This piece was a collaboration between my husband and me, though he’s been in Chicago for work this week. He did his part a while ago – creating an art print for his store on Society 6. After I embroidered a storebought pattern the other day, I realized that some of his hand drawn type treatments would be really great to embroider. So I went looking at his work, and picked one of the simpler ones for my first try.
Here’s what his print looks like:
Since he wasn’t in town to ask for his files, I just copied this off of the internet and brought it into Photoshop. From there, I applied a “Difference” filter to quickly reverse things so that the type was black. Then I resized it and printed it out.
Next, I taped the printout to a window with the fabric taped on top. I used a washable Crayola marker to trace it, since I have no idea where any of my fabric markers are. I planned to cover up all my marks, so whether it completely washed out or not wasn’t really an issue, though. It was pretty quick to trace.
I’ve been watching tutorial videos from a site called Shiny Happy World. I’m always so grateful to the people out there who take the time to make how-to videos. I learned to crochet that way too last year.
Using a variety of the stitches I learned from those videos and my first piece, I started embroidering with stitches that I thought would look pretty. For the text, I used a back stitch, chain stitch, and split stitch. I also used a fly stitch (for the arrows) and french knots. I love the texture that the variety of stitches give the piece. The fun thing about embroidery like this is that you can really do whatever you want to do. There are no rules!

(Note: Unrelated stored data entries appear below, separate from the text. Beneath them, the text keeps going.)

PR #223, opened 2021-10-19
Recommend passing `--locked` to `cargo install`

Kixunil:
`cargo install` ignores `Cargo.lock` without `--locked` which could lead to breakage or supply chain attacks.
Using `--locked` fixes it, so it's useful to recommend.


Kixunil:
Yeah, if `Cargo.toml` differs then it's honored - this is intended. That's an important reason to commit `Cargo.lock` and test with it. Especially if you managed to review the dependencies you avoid supply chain attacks. (Even if you didn't review them deeply, it should still help decrease their impact.)

PR #239, opened 2021-10-21
Add icon for Apple devices

casey:
Serve an icon for Apple devices to use when they save an agora instance web page to their home screen.

- It's 180x180px, which is the current maximum suggested size
- It is served at `/apple-touch-icon.png`, which Apple devices request automatically, like `/favicon.ico`
- It is rendered with the background set to the color of the outermost circle of the eye, because Apple devices add their own mask

I've read inconsistent things about whether  Android devices will also use this icon, but I can't test that myself. If Android devices pick it up, then we should make it 196x196px, since that's the size recommended for Android devices.

I removed the `viewBox` from the SVG, and changed all the dimensions to be in terms of percentages. This makes the SVG scale to the document size when you open it in a browser or image viewer, and also lets us use `--zoom Y` if we want a YxYpx image.

Here's what it looks like on my device:

IMG_2608

### DIFF
--- a/static/index.css
+++ b/static/index.css
@@ -1,3 +1,8 @@
+html {
+  margin-left: 1rem;
+  margin-right: 1rem;
+}
+
 body {
   font-family: sans-serif;
   margin-left: auto;


soenkehahn:
My android device does not pick this up. So LGTM.

casey:
I added a test, and fixed the build for 1.48. The code changed slightly, so take another look, but it's pretty minor so I'll go ahead and merge it.

PR #251, opened 2021-10-31
Allow to offer dynamic script output for download

soenkehahn:
@casey: I was wrong about how processes get executed on linux: The kernel is capable of running scripts and binaries (e.g. ELF binaries), but in the case of scripts, they *have* to start with `#!`. So the kernel will *not* fall back on any shell, if the hashbang is missing. You can run scripts that don't start with `#!` from e.g. `bash`, and that will work by falling back on some shell, but that behavior is implemented in the shells you're using for that. (And apparently the exact behavior (e.g. which shell to use) depends on the parent shell being used.)

So this PR right now implements the following logic: When the given script starts with `#!` it is executed unmodified. If it doesn't a hashbang line is added (`#!/usr/bin/sh`). Judging from the tests that seems to be the behavior we want, but it's a bit magical.

The PR still needs to be cleaned up a lot, but I wanted to get your feedback early.

### DIFF
--- a/src/config.rs
+++ b/src/config.rs
@@ -2,8 +2,9 @@ use crate::common::*;
 use std::collections::BTreeMap;
 
 #[derive(PartialEq, Debug, Deserialize, Clone)]
+#[serde(tag = "type", deny_unknown_fields)]
 enum VirtualFile {
-  Script { source: String },
+  script { source: String },
 }
 
 #[derive(PartialEq, Debug, Default, Deserialize)]
@@ -29,16 +30,18 @@ impl Config {
     }
     path.read_dir().context(error::FilesystemIo { path })?;
     let mut config = Self::default();
-    for path in path.ancestors() {
+    let mut ancestors = path.ancestors().collect::<Vec<_>>();
+    ancestors.reverse();
+    for path in ancestors {
       if !path.starts_with(base_directory) {
-        break;
+        continue;
       }
       let file_path = path.join(".agora.yaml");
       match fs::read_to_string(&file_path) {
         Ok(yaml) => {
-          let parent =
+          let child: Config =
             serde_yaml::from_str(&yaml).context(error::ConfigDeserialize { path: file_path })?;
-          config.merge_parent(parent);
+          config.merge_child(child);
         }
         Err(error) if error.kind() == io::ErrorKind::NotFound => {}
         Err(source) => return Err(error::FilesystemIo { path: file_path }.into_error(source)),
@@ -47,11 +50,11 @@ impl Config {
     Ok(config)
   }
 
-  fn merge_parent(&mut self, parent: Self) {
+  fn merge_child(&mut self, child: Self) {
     *self = Self {
-      paid: self.paid.or(parent.paid),
-      base_price: self.base_price.or(parent.base_price),
-      files: self.files.clone(),
+      paid: child.paid.or(self.paid),
+      base_price: child.base_price.or(self.base_price),
+      files: child.files.clone(),
     };
   }
 }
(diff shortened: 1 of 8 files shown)


casey:
> @casey: I was wrong about how processes get executed on linux: The kernel is capable of running scripts and binaries (e.g. ELF binaries), but in the case of scripts, they _have_ to start with `#!`. So the kernel will _not_ fall back on any shell, if the hashbang is missing. You can run scripts that don't start with `#!` from e.g. `bash`, and that will work by falling back on some shell, but that behavior is implemented in the shells you're using for that. (And apparently the exact behavior (e.g. which shell to use) depends on the parent shell being used.)

I think I'm still a little confused about what the behavior is, and where the inconsistency is from. What you're saying is when you do `./foo` in `bash` and `foo` is a text file that doesn't start with a `#!`, then it's `bash` that chooses the shell to run it with, not the kernel? What happens if you try to run it with std::process::Command::new("./script")? (I.e. with no intermediate shell.)

On macOS, running a text file with no shebang with `std::process::Command::new` seems to work. I think it uses `/bin/sh`, but I'm not sure how it makes that decision. (`/bin/sh` on macOS is `bash`.)

I think adding a shebang automatically might not be desirable. It would make it unclear what was running a script without reading documentation, and it would mess up line numbers in error messages. Also if a user misspelled a shebang, i.e. added `!#/usr/bin/env`, we would add our own, which would be confusing.

I think it would probably be okay to just chmod +x the script and run it, and let the user add the `#!` if their system requires it.

src/config.rs
```diff
@@ -1,10 +1,19 @@
 use crate::common::*;
+use std::collections::BTreeMap;
+
+#[derive(PartialEq, Debug, Deserialize, Clone)]
+#[serde(tag = "type", deny_unknown_fields)]
+pub(crate) enum VirtualFile {
+  #[allow(non_camel_case_types)]
+  script { source: String },
```
casey, line 8: We probably want:

```suggestion
  #[serde(rename_all = "snake_case")]
  Script { source: String },
```

src/virtual_file.rs
```diff
@@ -0,0 +1,31 @@
...
+        source.to_string()
+      } else {
+        format!("#!/usr/bin/sh\n{}", source)
+      };
+      let tempdir = TempDir::new().expect("fixme");
+      let script_file = tempdir.path().join("script");
+      tokio::fs::write(&script_file, source).await.expect("fixme");
+      run!(%"chmod +x", &script_file);
+      run!(%"cat", &script_file);
+      let output = tokio::process::Command::new(script_file)
```
casey, line 20: Not necessary to do now, but we should remember to check the status code of the script. Not sure what to do if it fails.

soenkehahn:
> I think I'm still a little confused about what the behavior is, and where the inconsistency is from. What you're saying is when you do `./foo` in `bash` and `foo` is a text file that doesn't start with a `#!`, then it's `bash` that chooses the shell to run it with, not the kernel? What happens if you try to run it with std::process::Command::new("./script")? (I.e. with no intermediate shell.)

I get:
```
[src/main.rs:2] std::process::Command::new("./foo").output() = Err(
    Os {
        code: 8,
        kind: Uncategorized,
        message: "Exec format error",
    },
)
```

> On macOS, running a text file with no shebang with `std::process::Command::new` seems to work. I think it uses `/bin/sh`, but I'm not sure how it makes that decision. (`/bin/sh` on macOS is `bash`.)

Weird.

> I think adding a shebang automatically might not be desirable. It would make it unclear what was running a script without reading documentation, and it would mess up line numbers in error messages. Also if a user misspelled a shebang, i.e. added `!#/usr/bin/env`, we would add our own, which would be confusing.
> 
> I think it would probably be okay to just chmod +x the script and run it, and let the user add the `#!` if their system requires it.

Yeah, good points. I think that sounds right.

I am really enjoying embroidery. And I’m wondering if some pieces like this might be a fun addition to Matthew’s Etsy store, or one of my own. They don’t take too long, and embroidery floss is cheap. I’m keeping this one. For now, I’m going to hang it in the hoop on the wall in the front hallway. But I have just tucked and pinned the fabric on the back for now, instead of cutting it away, since I think it might also make a cute pillow.
Since this post is kind of a how-to, let me first say that I’m definitely not suggesting that you go lift an art print off Society 6 to embroider and sell. I don’t want to upset any artists out there! I think that you should pay for the art, in cases like that, and even then it’s probably not appropriate to sell your finished embroidery based off of the print. But since it’s my husband’s art, me copying it off his website and doing all this is okay.
But I imagine that there are some cute sayings that you can find out there, from bloggers, that are offered up for free, and would make adorable embroidery projects for personal use. The patterns offered in craft stores are so extremely limited. Most are definitely not targeted at my generation of crafters. With embroidery, though, just remember that anything can be a pattern. You can trace something from a magazine, type out your own stuff on your computer, or even use clip art from your computer. So don’t feel hopeless about embroidering something cute when you see the awful selection that they have at places like Hobby Lobby. Just skip that, and save some money.